Он явился к ним в самом развеселом настроении. Видно, перед выходом из дому он наведался к себе в погреб, да еще завернул по дороге в гостиницу. Хольм жил холостяком, как и хозяин гостиницы, оба родом из Бергена, их водой было не разлить.
Но разве собравшихся убыло, оттого что аптекарь Хольм явился в приподнятом и веселом расположении духа? И вообще, ему чуждо мещанское здравомыслие. Его соседкой по столу оказалась старая хозяйка, наверное, это было не очень продуманно, за обедом они сблизились самым что ни на есть тесным образом.
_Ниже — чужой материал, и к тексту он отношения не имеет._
PR #631, opened 2021-02-24
feat: add ARM releases

shubha-rajan:
## Change Description

Added steps to compile binaries for Linux/ARM32 and Linux/ARM64, as well as Darwin/ARM64. The Linux versions have been tested with QEMU, but not on an actual ARM machine yet. 
Not sure how to test the Darwin one (for M1 Macs), although it's probably low priority, since Apple says that [the new Macs have Rosetta to run programs compiled for AMD64](https://support.apple.com/en-us/HT211861). 

## Checklist

### DIFF
--- a/.build/gcs_upload.yaml
+++ b/.build/gcs_upload.yaml
@@ -36,6 +36,24 @@ steps:
     args:
       - "-c"
       - 'go build -ldflags "-X main.versionString=${_VERSION} -X main.metadataString=$$GOOS.$$GOARCH" -o cloud_sql_proxy.$$GOOS.$$GOARCH ./cmd/cloud_sql_proxy'
+  - id: linux.arm64
+    name: "golang:1.16"
+    env:
+      - "GOOS=linux"
+      - "GOARCH=arm64"
+    entrypoint: "bash"
+    args:
+      - "-c"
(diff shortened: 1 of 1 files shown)


.build/gcs_upload.yaml
```diff
@@ -19,7 +19,7 @@ options:
 
 steps:
   - id: linux.amd64
-    name: "golang:1.14"
```
enocom, line 22: Was there a particular reason we'd pinned to Go 1.14 here?

enocom (approved):
LGTM

.build/gcs_upload.yaml
shubha-rajan: It was specifically because Go dropped support for cross-compiling for 32-bit Darwin in 1.15. So we decided to compile all of them with the same version, but at our last team sync, we decided to compile all other binaries with 1.16 except for the `darwin.386` one

kurtisvg:
Can we separate this into 2 prs? One for moving the version we compile with to 1.16 and one for adding the ARM releases? Seems like it should be 2 different items in the release notes

kurtisvg:
We should also add Go 1.16 tests before we use that to compile, just in case :)

shubha-rajan:
> We should also add Go 1.16 tests before we use that to compile, just in case :)

Adding those this afternoon! We'll merge #634 after tests pass.

PR #638, opened 2021-02-26
chore: add GitHub action to check for version string mismatch

shubha-rajan:
## Change Description

Adds a GitHub Actions check that looks for a mismatch between the version string in `cmd/cloud_sql_proxy/cloud_sql_proxy.go` and `version.txt`

## Checklist


shubha-rajan:
The new check is currently failing because the versions don't match. Once we merge #637 it should pass

.github/workflows/tests.yaml
```diff
@@ -16,19 +16,30 @@ name: tests
...
       run: go get golang.org/x/tools/cmd/goimports
     - name: Checkout code
       uses: actions/checkout@v2
     - run: goimports -w .
     - run: go mod tidy
     - name: Verify no changes from goimports and go mod tidy. If you're reading this and the check has failed, run `goimports -w . && go mod tidy`.
-      run: git diff --exit-code
\ No newline at end of file
+      run: git diff --exit-code
+  version-mismatch:
```
kurtisvg, line 35: Should this just be part of link maybe? Then we don't have to do another checkout step and it's still just 1 status

kurtisvg (changes requested):

.github/workflows/tests.yaml
shubha-rajan: sure

kurtisvg (approved):

PR #644, opened 2021-02-28
Fix goroutine leak

### LINKED ISSUE #427: Multiple calls to refreshCfg leak goroutines
## Bug Description

There can be multiple Goroutines waiting on [`refreshCertAfter`](https://github.com/GoogleCloudPlatform/cloudsql-proxy/blob/v1.17.0/proxy/proxy/client.go#L230) for the same database instance. If [Dial](https://github.com/GoogleCloudPlatform/cloudsql-proxy/blob/v1.17.0/proxy/proxy/client.go#L282) fails [tryConnect](https://github.com/GoogleCloudPlatform/cloudsql-proxy/blob/v1.17.0/proxy/proxy/client.go#L284) of `cachedCfg` it calls `refreshCfg` which creates another Goroutine waiting `refreshCertAfter`.

It seems that each refreshing Goroutine will keep refreshing itself every hour and they only die off if they get limited by refreshCfg throttling.

We had misconfigured routing to the SQL instance's IP address. Requests to SQL instance worked sometimes and sometimes failed on [handshake](https://github.com/GoogleCloudPlatform/cloudsql-proxy/blob/v1.17.0/proxy/proxy/client.go#L322).

Effectively this led to massive spam of `ephemeral certificate for instance x will expire soon, refreshing now.` in our logs after the service had run for an hour. There was no issue with ephemeral certificates but only with connection to the database.

In our case it was a configuration issue but a long-running `cloudsql-proxy` can ocassionally fail database connections and leak ephemeral certificate refreshes Goroutines. refreshCfg throttling gives some protection against this.

## How to reproduce

  1. Sometimes route Cloud SQL instance IP to wrong IP (or randomly fail [tryConnect ](https://github.com/GoogleCloudPlatform/cloudsql-proxy/blob/v1.17.0/proxy/proxy/client.go#L297))
  2. Make database queries
  3. Wait for an hour to see multiple `ephemeral certificate for instance x will expire soon, refreshing now` log entries

## Environment

1. OS type and version: `golang:1.14-stretch` image
2. Cloud SQL Proxy version (`./cloud_sql_proxy -version`): 1.17.0

enocom:
## Change Description

This PR removes a leak in the proxy client caused by not stopping [this goroutine](https://github.com/GoogleCloudPlatform/cloudsql-proxy/blob/bbaf1acf2afb90c458562929da132451ad1c8f2c/proxy/proxy/client.go#L252) after subsequent connection failures.

## Checklist

## Relevant issues:

- Fixes #427

### DIFF
--- a/proxy/proxy/client_test.go
+++ b/proxy/proxy/client_test.go
@@ -92,6 +92,9 @@ func TestContextDialer(t *testing.T) {
 	if _, err := c.DialContext(context.Background(), instance); err != errFakeDial {
 		t.Errorf("unexpected error: %v", err)
 	}
+
+	// leakcheck.RegisterIgnoreGoroutine("go.opencensus.io@v0.22.5/stats/view/worker.go")
+	// leakcheck.Check(t)
 }
 
 func TestClientCache(t *testing.T) {
--- a/internal/leakcheck/leakcheck.go
+++ b/internal/leakcheck/leakcheck.go
@@ -1,0 +1,119 @@
+// Copyright 2018 Google LLC
+//
+// Licensed under the Apache License, Version 2.0 (the "License");
+// you may not use this file except in compliance with the License.
+// You may obtain a copy of the License at
+//
+//      http://www.apache.org/licenses/LICENSE-2.0
+//
+// Unless required by applicable law or agreed to in writing, software
+// distributed under the License is distributed on an "AS IS" BASIS,
+// WITHOUT WARRANTIES OR CONDITIONS OF ANY KIND, either express or implied.
+// See the License for the specific language governing permissions and
+// limitations under the License.
+
+// Package leakcheck contains functions to check leaked goroutines.
+//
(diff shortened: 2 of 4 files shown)


proxy/proxy/client_test.go
```diff
@@ -92,6 +92,9 @@ func TestContextDialer(t *testing.T) {
 	if _, err := c.DialContext(context.Background(), instance); err != errFakeDial {
 		t.Errorf("unexpected error: %v", err)
 	}
+
+	// leakcheck.RegisterIgnoreGoroutine("go.opencensus.io@v0.22.5/stats/view/worker.go")
+	// leakcheck.Check(t)
```
enocom, line 97: Leaving this here for reviewers to see how I wrote a failing test with the leak, and then fixed it. Before merging this PR, these two lines will be deleted.

enocom:
Closing this as @kurtisvg has some ideas about a better approach.

PR #646, opened 2021-02-28
chore: ensure IAM user is present before test run

enocom:
Also, add the associated environment variable to .envrc.example.


shubha-rajan (approved):
LGTM

kurtisvg (changes requested):
It would be nice to have this only block the tests that need this variable.

shubha-rajan (approved):

kurtisvg (approved):

PR #344, opened 2018-12-20
Expose BCP47 language tag for iOS.

m-sanders:
Expose BCP47 language tag for iOS. This value can then be used in conjunction with ECMAScript I18n API `Intl.NumberFormat` to format currency correctly. #342 

See:

https://developer.mozilla.org/en-US/docs/Web/JavaScript/Reference/Global_Objects/NumberFormat
https://developer.apple.com/documentation/foundation/nslocale/1416263-localeidentifier
https://developer.apple.com/library/archive/documentation/MacOSX/Conceptual/BPInternational/LanguageandLocaleIDs/LanguageandLocaleIDs.html

PR #345, opened 2018-12-20
Revert "Expose BCP47 language tag for iOS."

hyochan:
Reverts dooboolab/react-native-iap#344


DataGreed:
why was it reverted?

DataGreed:
@hyochan why was it reverted? It's a crucial feature

mikefogg:
@hyochan Just wanted to check on this, is there a reason it was reverted? I need to get annual pricing in terms of months (so annual / 12) and need access to the locale (or some other method for calculating price like that). Wanted to make sure there wasn't a specific reason before I try and add it back in :)

hyochan:
I have reverted this since it broke the previous build. Any further update can be given as long as it works on example project.

Issue #315, opened 2018-11-09
Android crashes in many devices after release


umutpiri:
### Version of react-native-iap
 "react-native": "0.55.4"
"react-native-iap": "^2.3.2"
### Platforms you faced the error (IOS or Android or both?)
Android
### Expected behavior
Please help me, I need to fix this immediately. Because there are already +2k users
### Actual behavior
App crashes because of rniap in many devices. In play console, I saw this error causes the crash : 
java.lang.RuntimeException: 
1.  at com.facebook.react.bridge.CallbackImpl.invoke (CallbackImpl.java:28)
2. at com.facebook.react.bridge.PromiseImpl.resolve (PromiseImpl.java:30)
3.  at com.dooboolab.RNIap.RNIapModule$4.run (RNIapModule.java:154)
4.  at com.dooboolab.RNIap.RNIapModule$3.onBillingSetupFinished (RNIapModule.java:123)
5.  at com.android.billingclient.api.BillingClientImpl$BillingServiceConnection.onServiceConnected (BillingClientImpl.java:903)
6.  at android.app.LoadedApk$ServiceDispatcher.doConnected (LoadedApk.java:1264)
7.  at android.app.LoadedApk$ServiceDispatcher$RunConnection.run (LoadedApk.java:1281)
8.  at android.os.Handler.handleCallback (Handler.java:815)
9.  at android.os.Handler.dispatchMessage (Handler.java:104)
10.  at android.os.Looper.loop (Looper.java:207)
11.  at android.app.ActivityThread.main (ActivityThread.java:5692)
12.  at java.lang.reflect.Method.invoke (Native Method)
13.  at com.android.internal.os.ZygoteInit$MethodAndArgsCaller.run (ZygoteInit.java:908)
14.  at com.android.internal.os.ZygoteInit.main (ZygoteInit.java:769)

Пастор ничуть не чинился и вел себя запросто; жил он в ужасной бедности, носил прохудившиеся ботинки и потертый сюртук, зато щеки у него были претолстые, а на голове седая грива. Он был не прочь пошутить и помнил уйму забавных историй. Когда он смеялся, все его круглое добродушное лицо собиралось в морщинки, почему адвокату Петтерсену удалось единственный раз в жизни сострить, назвав пастора Смехолетто. «Чтоб Петтерсен да сострил? — удивился, узнав про это, аптекарь. — Будьте уверены, он это где-нибудь вычитал!» Адвокат Петтерсен отличался маленькой, несоразмерной с длинным туловищем головой, и пастор, услыхавши про Смехолетто, изрек: «А сам-то он… просто Чубук!» Не то чтобы очень остроумно, но все же довольно метко, так за адвокатом это прозвище и осталось. Пастор Уле Ланнсен был невеликий оратор и не произносил вдохновенных проповедей, но это его не печалило. Нередко церковь стояла почти пустая, потому что народ устремлялся на молитвенные собрания в частных домах, послушать странствующих проповедников. «Это они глупо делают, — говорил пастор Ланнсен, — в церкви сейчас так хорошо, ведь мы поставили печку».